PatchSiren

PatchSiren cyber security CVE debrief

CVE-2026-43365 Git CVE debrief

CVE-2026-43365 is a Linux kernel XFS issue where an undersized in-core log roundoff value can be set when the superblock does not list a log stripe unit. The supplied record says this can corrupt logs and leave filesystems unmountable, especially when a filesystem is created or tested on media with 4k physical sectors. NVD rates the issue 8.2 HIGH.

Vendor
Git
Product
Unknown
CVSS
HIGH 8.2
CISA KEV
Not listed in stored evidence
Original CVE published
2026-05-08
Original CVE updated
2026-05-11
Advisory published
2026-05-08
Advisory updated
2026-05-11

Who should care

Linux administrators, kernel maintainers, storage and virtualization teams, and anyone operating XFS filesystems on systems that may be upgraded, cloned, fuzzed, or deployed on 4k-sector storage.

Technical summary

Per the CVE description, XFS may initialize the in-core log roundoff value to 512 when the superblock has no log stripe unit.
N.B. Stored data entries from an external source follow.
PR #41, opened 2024-10-03
feat(config): add allowed builders from config file

thedevbirb:
This PR enables adding allowed builders from the YAML configuration file using the `builders` field.

Currently adding new builders requires connecting to a the running postgres instance used by the relay and add new builders manually. While adding new builders happens rarely, when running the relay in a docker compose setup like a Kurtosis devnet this feature can be really helpful.

### DIFF
--- a/crates/database/src/types/documents.rs
+++ b/crates/database/src/types/documents.rs
@@ -12,7 +12,7 @@ use helix_common::{
     bid_submission::BidTrace,
     builder_info::BuilderInfo,
     simulator::BlockSimError,
-    SubmissionTrace,
+    BuilderConfig, SubmissionTrace,
 };
 
 #[derive(Serialize, Deserialize)]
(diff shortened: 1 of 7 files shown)


crates/database/src/types/documents.rs
```diff
@@ -79,11 +79,7 @@ impl DemotionDocument {
     }
 }
 
-#[derive(Debug, Serialize, Deserialize)]
-pub struct BuilderInfoDocument {
-    pub pub_key: BlsPublicKey,
-    pub builder_info: BuilderInfo,
-}
+pub type BuilderInfoDocument = BuilderConfig;
```
thedevbirb, line 81: Not a huge fan of the type aliasing done here but this greatly reduces the amount of changes and avoids circular dependencies with the `common` crate.

thedevbirb:
@gd-0 I see the CI is failing but I get the same errors on the `develop` branch. How do we handle it?

0w3n-d:
Sorry my latest changes to develop have created some conflicts here

thedevbirb:
> Sorry my latest changes to develop have created some conflicts here

No problem! I have solved the conflicts and rebased. I hope it's good now :)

On 4k physical-sector media, that value is too small for the log geometry shown in the report, which can lead to torn-write detection, failed log tail location, log mount/recovery failure, and an unmountable filesystem. The record also notes this can arise from a broken mkfs path, but that ondisk superblocks can also be fuzzed, so the kernel-side check needed to be more cautious.

Defensive priority

High. The issue can affect filesystem integrity and availability, with reported outcomes including corrupt logs and failed mounts. Systems using XFS on 4k-sector storage should be treated as priority for patching and validation.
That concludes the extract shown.